** Available data follows **

PR #869, opened 2017-08-19
Fix "twistd -n --uid 1000 web" if no --gid flag is specified

rodrigc:
http://twistedmatrix.com/trac/ticket/4442

This fix is inspired by work originally done by @exarkun on this branch but wasn't merged:
https://github.com/twisted/twisted/tree/initgroups-default-group-4442

WIth this fix it is now possible to do:

```
twistd -n --uid 1000 web
```


src/twisted/scripts/_twistd_unix.py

** End of Available data **

* _Work to complete_:
Write out the records above exactly, from the opening line to the line with "This fix is", including both, with nothing added.

* _Result of this exercise_:
PR #869, opened 2017-08-19
Fix "twistd -n --uid 1000 web" if no --gid flag is specified

rodrigc:
http://twistedmatrix.com/trac/ticket/4442

This fix is inspired by work originally done by @exarkun on this branch but wasn't merged:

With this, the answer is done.